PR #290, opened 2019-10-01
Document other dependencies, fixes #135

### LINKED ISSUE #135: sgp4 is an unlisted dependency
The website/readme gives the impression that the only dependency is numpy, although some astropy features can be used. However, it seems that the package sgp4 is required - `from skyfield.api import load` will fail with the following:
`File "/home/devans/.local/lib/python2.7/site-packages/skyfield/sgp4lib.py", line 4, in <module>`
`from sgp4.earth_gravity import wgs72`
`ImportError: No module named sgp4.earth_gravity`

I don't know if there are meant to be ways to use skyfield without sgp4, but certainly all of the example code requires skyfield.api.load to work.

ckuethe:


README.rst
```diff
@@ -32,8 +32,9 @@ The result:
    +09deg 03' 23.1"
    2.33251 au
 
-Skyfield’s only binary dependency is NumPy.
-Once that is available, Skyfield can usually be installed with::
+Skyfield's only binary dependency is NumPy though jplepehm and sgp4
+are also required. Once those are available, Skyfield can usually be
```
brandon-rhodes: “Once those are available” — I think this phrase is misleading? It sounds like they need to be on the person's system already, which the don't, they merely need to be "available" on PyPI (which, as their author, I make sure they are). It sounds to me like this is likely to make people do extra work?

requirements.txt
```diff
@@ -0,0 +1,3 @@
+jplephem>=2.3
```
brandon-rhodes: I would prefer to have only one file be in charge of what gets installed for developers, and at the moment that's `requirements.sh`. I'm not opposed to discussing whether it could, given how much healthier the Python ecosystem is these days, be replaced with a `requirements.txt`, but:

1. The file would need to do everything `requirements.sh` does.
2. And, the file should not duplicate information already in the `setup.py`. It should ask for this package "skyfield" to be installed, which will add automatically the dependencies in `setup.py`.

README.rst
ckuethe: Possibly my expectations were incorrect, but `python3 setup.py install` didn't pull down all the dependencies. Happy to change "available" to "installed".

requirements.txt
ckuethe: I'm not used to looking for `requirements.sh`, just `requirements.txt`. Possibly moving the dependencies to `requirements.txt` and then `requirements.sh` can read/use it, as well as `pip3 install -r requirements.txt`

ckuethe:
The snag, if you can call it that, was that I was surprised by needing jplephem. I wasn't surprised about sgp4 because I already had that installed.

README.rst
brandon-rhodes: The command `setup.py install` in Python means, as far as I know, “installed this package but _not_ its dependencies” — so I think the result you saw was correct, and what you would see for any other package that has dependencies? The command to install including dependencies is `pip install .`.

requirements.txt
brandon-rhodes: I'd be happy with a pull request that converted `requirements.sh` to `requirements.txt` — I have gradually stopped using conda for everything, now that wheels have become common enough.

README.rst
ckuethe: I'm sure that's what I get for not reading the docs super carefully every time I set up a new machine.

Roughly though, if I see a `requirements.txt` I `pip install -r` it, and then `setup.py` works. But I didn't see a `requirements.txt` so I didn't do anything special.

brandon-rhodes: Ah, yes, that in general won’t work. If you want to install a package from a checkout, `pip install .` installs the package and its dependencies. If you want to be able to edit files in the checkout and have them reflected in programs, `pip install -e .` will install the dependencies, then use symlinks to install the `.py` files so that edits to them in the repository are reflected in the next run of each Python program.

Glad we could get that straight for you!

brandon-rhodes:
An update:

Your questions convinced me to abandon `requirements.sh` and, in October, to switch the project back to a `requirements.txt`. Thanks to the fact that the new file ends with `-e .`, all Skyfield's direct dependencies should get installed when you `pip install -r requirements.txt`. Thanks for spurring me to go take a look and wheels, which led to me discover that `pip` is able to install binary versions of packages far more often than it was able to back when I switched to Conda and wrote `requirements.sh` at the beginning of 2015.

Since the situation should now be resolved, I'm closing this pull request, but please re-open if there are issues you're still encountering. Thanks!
■ ■ ■ ■ ■
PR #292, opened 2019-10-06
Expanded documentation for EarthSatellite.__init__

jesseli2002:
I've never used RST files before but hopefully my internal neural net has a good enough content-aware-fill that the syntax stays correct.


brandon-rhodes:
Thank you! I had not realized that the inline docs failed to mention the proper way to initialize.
■ ■ ■ ■ ■
What is needed » From the listing above, repeat exactly the lines starting at the line that includes "I don't know" and ending at the line that includes "1. The file", with nothing outside that span.

Task solution »
I don't know if there are meant to be ways to use skyfield without sgp4, but certainly all of the example code requires skyfield.api.load to work.

ckuethe:


README.rst
```diff
@@ -32,8 +32,9 @@ The result:
    +09deg 03' 23.1"
    2.33251 au
 
-Skyfield’s only binary dependency is NumPy.
-Once that is available, Skyfield can usually be installed with::
+Skyfield's only binary dependency is NumPy though jplepehm and sgp4
+are also required. Once those are available, Skyfield can usually be
```
brandon-rhodes: “Once those are available” — I think this phrase is misleading? It sounds like they need to be on the person's system already, which the don't, they merely need to be "available" on PyPI (which, as their author, I make sure they are). It sounds to me like this is likely to make people do extra work?

requirements.txt
```diff
@@ -0,0 +1,3 @@
+jplephem>=2.3
```
brandon-rhodes: I would prefer to have only one file be in charge of what gets installed for developers, and at the moment that's `requirements.sh`. I'm not opposed to discussing whether it could, given how much healthier the Python ecosystem is these days, be replaced with a `requirements.txt`, but:

1. The file would need to do everything `requirements.sh` does.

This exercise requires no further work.